As estruturas artificiais instaladas nos rios têm como objetivo proteger espécies como o peixe-preto-de-duas-espinhas, após o impacto negativo dos incêndios e dos sedimentos no seu habitat Esta primavera, que para os países do hemisfério sul termina em dezembro, pode ser decisiva nos esforços para preservar o peixe preto com duas espinhas, uma das espécies mais simbólicas da região metropolitana, uma vez que foram instaladas em vários cursos de água estruturas conhecidas como «bungalows» ou «hotéis para peixes», cujo objetivo é fornecer abrigo e locais seguros para a reprodução desta espécie vulnerável.
Se a iniciativa for bem-sucedida, como esperam os ecologistas, não só o Gadopsis bispinosus será salvo, mas também se abrirá um caminho promissor para a recuperação de outras populações de peixes de água doce em risco de extinção em todo o país. Estes exemplares escuros com «bordas brancas nas barbatanas» atingem 25 centímetros de comprimento e habitam pequenas cavidades sob as pedras no fundo dos riachos. Além disso, são criaturas sedentárias, pois «raramente se afastam mais de 15 metros do seu habitat».
No entanto, a sua vida discreta entre as rochas tornou-se uma desvantagem em condições de impacto humano e desastres naturais, uma vez que os sedimentos provenientes da agricultura e da silvicultura alteraram o seu habitat ao longo dos anos. Apesar dos eventos anteriores mencionados, o golpe mais devastador foram os incêndios do verão negro no final de 2019 e início de 2020.

O especialista estima que, naquela época, cerca de 50 mil toneladas de sedimentos foram levados para a bacia do rio Kotter, cobrindo fontes de alimento, abrigos e locais de reprodução. «Esses sedimentos ainda estão lá. A situação está a melhorar, mas pode levar uma década ou mais para que o habitat se recupere», alertou. No entanto, embora a superfície da paisagem pareça ter se recuperado, a realidade subaquática é bem diferente. «A paisagem terrestre está verde e parece ótima, e todos pensam que o trabalho está feito, mas debaixo de água está em péssimas condições», explicou o ecologista.

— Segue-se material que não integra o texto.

PR #684, opened 2016-05-05
Revert "Addded plugin name to code converter function Fixes #650"

### LINKED ISSUE #650: Plugin not running if plugin_name is given from CLI

DoomTaper:
Reverts owtf/owtf#682. Issue described by @DarKnight-- is legit, needs to revert this asap.

### DIFF
--- a/framework/db/plugin_manager.py
+++ b/framework/db/plugin_manager.py
@@ -214,17 +214,7 @@ class PluginDB(BaseComponent, DBPluginInterface):
                 query = query.filter(models.Plugin.name.in_(criteria["name"]))
         return query.order_by(models.TestGroup.priority.desc())
 
-    def PluginNametoCode(self, codes):
-        query = self.db.session.query(models.Plugin.code)
-        for count, name in enumerate(codes):
-            if "OWTF-" not in name:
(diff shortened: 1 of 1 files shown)


DePierre:
@delta24 Please be careful when merging PRs. OWTF is too unstable already :)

Além disso, o monitoramento anual após os incêndios mostrou uma redução de 80 a 90% na população de peixes pretos na bacia superior do Kotter; na primavera de 2020, foi registada a reprodução, mas os juvenis não sobreviveram. «Eles não se reproduziram com sucesso durante quatro anos após os incêndios», explicou Beitzell. «Ficámos com uma população de indivíduos adultos muito grandes. Estávamos preocupados que eles começassem a morrer naturalmente e começássemos a perder a população. A sua recuperação estava à beira do abismo.»

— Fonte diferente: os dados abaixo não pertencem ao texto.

PR #755, opened 2016-10-09
Porting report to react

saganshul:
This ports the OWTF report to React.

## Reviewers
@delta24 @7a @tunnelshade 

## Types of changes

- [ ] Other


delta24:
@saganshul I don't there is any bug in the new report but I have not done the full code review. Have you tested this enough?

O papel dos «bungalows» aquáticos
As primeiras observações mostram que os peixes pretos utilizam e reproduzem-se perto destas estruturas. Utilizados com sucesso em várias partes do mundo para diferentes espécies, os chamados hotéis para peixes são pequenas estruturas piramidais de madeira, fixadas ao fundo dos rios com grandes pedras. «Provavelmente não teriam funcionado, porque o peixe preto prefere pedras a madeira», reconheceu Beitzell. Por isso, a equipa decidiu alterar o design e criar nove «bungalows para peixes pretos», combinando a forma de cabana dos hotéis tradicionais com um enchimento de pedras, imitando as fendas naturais entre as pedras. Os resultados preliminares são animadores, pois, de acordo com as informações recebidas, na época de reprodução de 2024 as condições climáticas foram favoráveis e, segundo eles, os bungalows podem ter desempenhado um papel decisivo.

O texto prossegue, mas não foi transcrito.